Figure 2.

ET-1 and ETR-B immunofluorescence in epi- and subretinal outgrowths appearing 2 weeks after 0.2 U/μl dispase intravitreal injection. A: Strong ET-1 immunofluorescence appeared in a region of disrupted ILM, where the vitreal surface was attached to an epiretinal membrane (m). Notice the thick endothelinergic processes parallel to the surface and the large number of thinner processes within the retina. B: In a membrane attached to the vitreal surface, an ET-1-immunoreactive cell could be identified as an astrocyte by its shape and planar distribution of cell processes. Numerous endothelinergic processes appeared within the membrane. r, retina.
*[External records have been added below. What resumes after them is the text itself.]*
PR #7139, opened 2026-02-16
Fix horizontal page alignement of unequal page sizes

### LINKED ISSUE #5268: Page layout is unaligned and pages are not centered vertically

tmoerschell:
Correct the right-side padding for pages that narrower than their layout column so that all pages align consistently in a grid.

Fixes #5268

### DIFF
--- a/src/core/gui/Layout.cpp
+++ b/src/core/gui/Layout.cpp
@@ -289,7 +289,7 @@ void Layout::layoutPages(int width, int height) {
                         }
                     } else {  // not paired page mode - center
                         paddingLeft = XOURNAL_PADDING_BETWEEN / 2.0 + columnPadding / 2.0;  // center justify
-                        paddingRight = XOURNAL_PADDING_BETWEEN - paddingLeft + columnPadding / 2.0;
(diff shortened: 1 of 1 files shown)


bhennion:
Thanks a lot!

PR #7163, opened 2026-02-19
[skip ci] add link to xournal and its author

archisman-panigrahi:
I thought it would be a good idea to add the link to the author of Xournal, who apparently created it single-handedly.
I locally tested that the links work.

### DIFF
--- a/ui/about.glade
+++ b/ui/about.glade
@@ -183,8 +183,8 @@ Luya Tshimbalanga</property>
                     <property name="name">lbXournal</property>
                     <property name="visible">True</property>
                     <property name="can-focus">False</property>
-                    <property name="label" translatable="yes">Partially based on Xournal
-by Denis Auroux</property>
+                    <property name="label" translatable="yes">Partially based on &lt;a href="https://xournal.sourceforge.net/"&gt;Xournal&lt;/a&gt;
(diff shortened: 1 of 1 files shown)


archisman-panigrahi:
For some reason CI started despite [skip ci]

bhennion:
I do not think it our place to put someone else's information (albeit public) on our repository. If the original author explicitely asked to, then maybe.

bhennion:
> For some reason CI started despite [skip ci]

The [skip ci] flag is something to add to a commit, not to a PR. It should however be used with parcimony as it can has unwanted consequences. For instance, if the day's last commit has [skip ci], then we would not get a nightly build. Another example: translatable strings add in a [skip ci] commit will not be uploaded to Crowdin until another commit is added.

All in all, this flag should really not be advertised in a PR template as it is. It promotes the use of something that has subtle consequences. At last, 99% of PRs will touch components that will require testing. This PR template adds noise to the common use case without real benefits.

archisman-panigrahi:
> I do not think it our place to put someone else's information (albeit public) on our repository. If the original author explicitely asked to, then maybe.

Sure. Closing, then.

> All in all, this flag should really not be advertised in a PR template as it is. It promotes the use of something that has subtle consequences. At last, 99% of PRs will touch components that will require testing. This PR template adds noise to the common use case without real benefits.

I created #7166 to stop advertising it in PR template.

PR #1250, opened 2020-08-13
Ruby server: use stdio instead of socket

OlegSmelov:
The suggested configuration with TCP port is problematic:

* It doesn't pass port number to the command and assumes it will use 7658
* It doesn't allow multiple servers running at the same time
* Solargraph is the only server in sample configuration that uses sockets


rchl:
Have not verified that it works but makes sense to me.
Will also update ST4 branch.

PR #1251, opened 2020-08-14
Add LSP: Troubleshoot Server to Command Palette

rchl:
Opens a sheet with all information that should be necessary to diagnose
problems with a server. Important part of that is that it runs selected
server to catch and show its stderr output. Something that is a pain to
do manually.

### DIFF
--- a/Commands/Default.sublime-commands
+++ b/Commands/Default.sublime-commands
@@ -20,6 +20,10 @@
         "command": "lsp_parse_vscode_package_json"
     },
     {
+        "caption": "LSP: Troubleshoot Server",
+        "command": "lsp_troubleshoot_server"
+    },
+    {
         "caption": "LSP: Setup Language Server",
         "command": "lsp_setup_language_server",
         "args": {}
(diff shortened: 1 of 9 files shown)


rchl:
Not sure how to fix this:
```
plugin/tooling.py:214: error: Signature of "run" incompatible with supertype "ApplicationCommand"
```
so that both:
```
    def run(self, contents: str) -> None:
```
and
```
    def run(self) -> None:
```

Tried using **kwargs and *args but nothing seems to work.

rchl:
There is something going wrong with code highlighting and mdpopups. Need to investigate that.

rwols:
This is pretty cool. Perhaps we can add another command that dumps the server's capabilities (in another PR).

rchl:
> This is pretty cool. Perhaps we can add another command that dumps the server's capabilities (in another PR).

Hmm, maybe, but not sure.

I've tried to not go deeper with interacting with the server than just starting it. Having to exchange messages would be on slightly deeper level.

Also, that information is already possible to get by enabling normal logging. The point of starting the server in this change is to mainly catch the server's output on server failing to start, something that is completely lost in normal situations because we capture stderr but never show it to the user. That's why user's had to start servers manually from the terminal to debug those issues before.

PR #1252, opened 2020-08-15
Rework configurations

rwols:
- Use a DottedDict to merge "default_clients" and "clients"
- Use  a dict to force uniqueness of configs (previously a list)
- Use only one change listener for the LSP.sublime-settings settings object instead of two


rchl:
I have set `"auto_show_diagnostics_panel": false,` but the diagnostics panel popped-up after switching to this branch. So something is not reading/considering user prefs.

plugin/core/types.py
```diff
@@ -89,39 +89,124 @@ def cancel_pending(self) -> None:
             self._current_id = -1
 
 
+def read_bool_setting(settings_obj: sublime.Settings, key: str, default: bool) -> bool:
+    val = settings_obj.get(key)
+    if isinstance(val, bool):
+        return val
+    else:
+        return default
```
rchl, line 97: Just a style but maybe more compact:
```suggestion
    return val if isinstance(val, bool) else default
```

plugin/core/types.py
```diff
@@ -197,6 +282,67 @@ def __init__(self,
...
+
+    @classmethod
+    def from_dict(cls, name: str, d: Dict[str, Any]) -> "ClientConfig":
+        return ClientConfig(
+            name=name,
+            binary_args=d.get("command", []),
+            languages=_read_language_configs(d),
+            tcp_port=d.get("tcp_port", None),
+            enabled=d.get("enabled", False),
+            init_options=d.get("initializationOptions", dict()),
```
rchl, line 313: Would switching `init_options` to `DottedDict` be in scope of this change?
LSP-vue settings are provided through it and it's annoying that you can't use the dotted notation for it.

plugin/core/types.py
```diff
@@ -89,39 +89,124 @@ def cancel_pending(self) -> None:
...
+    show_references_in_quick_panel = None  # type: bool
+    disabled_capabilities = None  # type: List[str]
+    log_debug = None  # type: bool
+    log_server = None  # type: List[str]
+    log_stderr = None  # type: bool
+    log_max_size = None  # type: int
+    lsp_format_on_save = None  # type: bool
+    show_code_actions = None  # type: bool
+    lsp_code_actions_on_save = None  # type: Dict[str, bool]
+    code_action_on_save_timeout_ms = None  # type: int
```
rchl, line 159: Style: I would like those sorted by name (same for `r` calls) :)

plugin/core/types.py
```diff
@@ -89,39 +89,124 @@ def cancel_pending(self) -> None:
...
-        self.diagnostics_panel_include_severity_level = 4
-        self.show_diagnostics_count_in_view_status = False
-        self.show_diagnostics_in_view_status = True
-        self.show_diagnostics_severity_level = 2
-        self.only_show_lsp_completions = False
-        self.diagnostics_highlight_style = "underline"
-        self.document_highlight_style = "stippled"
-        self.document_highlight_scopes = {
+    # This is only for mypy
+    show_view_status = None  # type: bool
```
rchl, line 135: These types seem wrong as the value is `None` initially so the matching type would be `Optional[bool]`. `pyright` seems to agree on that but I guess mypy is fine as linter looks happy...

plugin/core/settings.py
```diff
@@ -1,176 +1,68 @@
 from .collections import DottedDict
 from .logging import debug
-from .types import Settings, ClientConfig, LanguageConfig, syntax2scope
-from .typing import Any, List, Optional, Dict, Callable, Union
-from copy import deepcopy
+from .types import ClientConfig
```
rchl, line 3: Is there are reason for `ClientConfig` being in `types.py`, separate from `ClientConfigs`?
It feels a bit wrong to have `ClientConfig` in `types.py`, I feel because types.py should in theory by for... types :)

plugin/core/collections.py
```diff
@@ -131,3 +138,6 @@ def _update_recursive(self, current: Dict[str, Any], prefix: str) -> None:
                 self._update_recursive(value, path)
             else:
                 self.set(path, value)
+
+    def __repr__(self) -> str:
+        return repr(self._d)
```
rchl, line 143: I feel like it would be useful to know that it's a DottedDict.

plugin/core/types.py
rchl: Thanks. :)

plugin/core/types.py
rchl: This function is removed but there are still two other that could use this style.

plugin/core/configurations.py
```diff
@@ -64,10 +63,18 @@ def is_supported(self, view: Any) -> bool:
...
+        for name in self._global_configs.keys():
+            config = self._global_configs[name]
+            overrides = project_settings.get(config.name)
+            if isinstance(overrides, dict):
+                debug('applying .sublime-project override for', config.name)
+                config = config.update(overrides)
+            self.all[name] = config
+        for name in self._temp_disabled_configs:
+            self.all[name].enabled = False
+        self._window.run_command("lsp_recheck_sessions")
```
rchl, line 77: This breaks some things.

This command triggers `restart_sessions_async` from a timeout.
But at that point the sessions might have already started initializing so that command, depending on timing, will interrupt that.

rwols: Well, I'm spamming CTRL+S in LSP.sublime-settings and it seems to keep working. I think I accounted for this in `WindowManager.register_listener_async`: it checks if a session is initializing via `self._new_session`. If so, we do nothing, otherwise we do things.

In `register_listener_async`:
```
        self._pending_listeners.appendleft(listener)
        if self._new_listener is None:
            self._dequeue_listener_async()
```
And then later, in `on_post_initialize`:
```
    def on_post_initialize(self, session: Session) -> None:
        sublime.set_timeout_async(self._dequeue_listener_async)
```
It's kind of a complex set up. This would be massively simplified by using `async` functions, or possibly promises.

plugin/core/types.py
rwols: That syntax is for python2, but it also works for Sublime's python3.3. I'm not sure who is right: mypy or pyright.

plugin/core/configurations.py
rchl: I can reproduce by switching projects using "quick switch project".
I'm switching from empty project to one that uses `gopls` with active file triggering the server and the server doesn't start after switching to gopls project.

rchl: Actually this seems to be due to the code that updates workspace folders being gone:

In `on_load_project_async` there was:
```py
        workspace_folders = self._workspace.update()
        for session in self._sessions:
            session.update_folders(workspace_folders)
```

plugin/core/types.py
rchl: Mypy documentation says:

> Note that attribute definitions in the class body that use a type comment are special: a None value is valid as the initializer, even though the declared type is not optional. This should be used sparingly, as this can result in None-related runtime errors that mypy can’t detect.

https://mypy.readthedocs.io/en/stable/class_basics.html#class-attribute-annotations

It seems like a mypy limitation since it basically says itself that this can result in runtime errors.

plugin/core/configurations.py
rwols: This line:
```
self._workspace.update()
```
is needed to update the folders. Otherwise we run into the "do or do not attach servers for files outside workspace" discussion.

rchl (approved):
SHIP IT

PR #1255, opened 2020-08-16
Improve code actions tests stability

rchl:
* Await "textDocument/didSave" to ensure that we only test document
   state after "lsp_save" command has done its job.
 * Trigger "save" command instead of "lsp_save" on tearing down tests
   as there is no point in triggering save actions in that case.

### DIFF
--- a/tests/setup.py
+++ b/tests/setup.py
@@ -152,10 +152,11 @@ class TextDocumentTestCase(DeferrableTestCase):
 
     def await_message(self, method: str, promise: Optional[YieldPromise] = None) -> 'Generator':
         """
-        Awaits until the server responds with data returned for a request with specified method.
-        If server has already received a request with specified method before, it will immediately
-        return the response for that previous request. If it hasn't received such request yet, it
-        will wait for it and then respond or we're time out.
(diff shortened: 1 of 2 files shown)


tests/setup.py
```diff
@@ -151,6 +151,17 @@ def ensure_document_listener_created(self) -> bool:
         return False
 
     def await_message(self, method: str, promise: Optional[YieldPromise] = None) -> 'Generator':
+        """
+        Awaits until the server responds with data returned for a request with specified method.
+        If server has already received a request with specified method before, it will immediately
+        return the response for that previous request. If it hasn't received such request yet, it
+        will wait for it and then respond or we're time out.
```
rchl, line 158: This is really tricky to describe properly. I did my best and it's probably still a mess.

rwols: It's not entirely correct either. It awaits the moment when the server has received any kind of payload with the given method. Not when it responds.

rchl: I think by saying "until the server responds" I meant when it responds to this test request, not the original request.

rchl: Improved it a bit.

PR #1256, opened 2020-08-16
Don't report empty line to stderr handler

rchl:
Break out of stderr loop on empty message.

We don't want to break on server returning a newline so check the
contents before doing rstrip() on the message.

This avoids printing some spurious empty messages to the stderr callback.


rchl:
There is a difference between empty that we want to display and empty that we don't.

The ones we want to display are the ones with just a newline. A completely empty string should still behave like before and end the stream.

PR #1257, opened 2020-08-19
Fixes for API changes in build 4082

rwols:


plugin/goto.py
```diff
@@ -59,9 +58,7 @@ def handle_response(self, response: Any, side_by_side: bool) -> None:
         if window is None:
             return
         if response:
-            # Save to jump back history.
-            get_jump_history_for_view(view).push_selection(view)
-            # TODO: DocumentLink support.
+            self.view.run_command("add_jump_record", {"selection": [(r.a, r.b) for r in self.view.sel()]})
```
rchl, line 61: Id null-check self `view.sel()` maybe?

Also, there is `view` in scope (short than `self.view`).

plugin/goto.py
```diff
@@ -58,7 +58,8 @@ def handle_response(self, response: Any, side_by_side: bool) -> None:
         if window is None:
             return
         if response:
-            self.view.run_command("add_jump_record", {"selection": [(r.a, r.b) for r in self.view.sel()]})
+            if any(view.sel()):
```
rchl, line 61: I don't think `any` is necessary. As long as list has some element, it's valid IMO.

rchl (approved):

plugin/goto.py
rchl: Wait, actually it can even cause bugs. We should still add jump record for empty selection (empty as in, starts and stops at the same point).

rchl (changes requested):
changed my mind...

plugin/goto.py
```diff
@@ -58,7 +58,7 @@ def handle_response(self, response: Any, side_by_side: bool) -> None:
         if window is None:
             return
         if response:
-            if any(view.sel()):
+            if len(view.sel()) > 0:
```
rchl, line 61: `if view.sel()` would be good enough. :)

rchl (approved):

plugin/goto.py
rwols: `view.sel()` returns a `sublime.Selection` object, which has a custom `__bool__` that doesn't do what you'd expect :/ I've used `len(view.sel()) > 0` instead.

plugin/goto.py
rwols: No, sublime.Selection has a custom `__bool__` method. It returns true if and only if the view is valid.

plugin/goto.py
rchl: yes, it returns False for empty selection so `any(view.sel())` would return False for empty selection (starts and ends in same point).

plugin/goto.py
rchl: Hmm... `bool(view.sel())` == True

rchl: The bool of Selection object is not relevant when using just `if view.sel()`. It would just check that the list is non-empty, ignoring the bool operator of the Selection object.

rwols: Really? I've learned something new. I thought Python would evaluate that as

```python
if view.sel().__bool__()
```
(for any object that has a custom `__bool__`)

rchl: Ah, sorry, my bad. I thought that `view.sel()` is a list of `Selection` objects while it's actually the `Selection` object. So you are right. :)

PR #1259, opened 2020-08-19
Fix unittests

rchl:


rwols (commented):
I think the `skipIf` in test_views.py can now also be removed.

tests/test_views.py
```diff
@@ -192,7 +190,7 @@ def test_minihtml_format_string(self) -> None:
 
     def test_minihtml_format_marked_string(self) -> None:
         content = "<div>text\n</div>"
-        expect = "<div>text</div>"
+        expect = "<div>text\n</div>"
```
rwols, line 193: Is this due to a change in mdpopups?

rwols (approved):
Yep, that's pretty much all the tests I broke. Nice work.

tests/test_views.py
rchl: Yes.
I thought it was supposed to convert newlines to spaces when `nl2br` is disabled but it seems like it keeps newline here for some reason. Maybe has something to do with our frontmatter config:
```py
        frontmatter = {
            "allow_code_wrap": True,
            "markdown_extensions": [
                {
                    "pymdownx.escapeall": {
                        "hardbreak": False,
                        "nbsp": False
                    }
                }
            ]
        }
```

But to be fair, I don't really care as whitespace doesn't change anything in block elements so there won't be any visual change.

rchl: All in all, a newline will render as space in block on inline element when rendered in HTML so as expected per the mdpopups fix.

C: Confocal images of a subretinal membrane (sm) attached to the choroid (c). Numerous cells exhibiting ET-1 (green) and SMA (red) immunofluorescence can be observed. Merging demonstrates co-localization of both markers in elongate cells probably corresponding to myofibroblasts. s, sclera. D: Confocal images through the inner retina (r) showed ETR-B-immunoreactive cell bodies and processes placed along the vitreal surface (white arrowhead). GFAP antiserum labeled the same structures. Some radial processes were labeled by only one of these markers. An epiretinal membrane (m) appearing within the vitreal (v) space showed almost complete segregation of ETR-B and GFAP immunofluorescence. E: Confocal images through an epiretinal membrane attached to the retinal surface showed a few ETR-B-immunoreactive cells. GFAP labeled a larger group of elongate cells. The merged image demonstrated that these ETR-B-immunoreactive cells also had GFAP immunoreactivity, whereas most GFAP-immunoreactive cells lacked ETR-B immunofluorescence. The blue arrowhead points to an ETR-B-immunoreactive cell nucleus. Scale bars: 50 μm (A, B); 100 μm (C); 25 μm (D, E).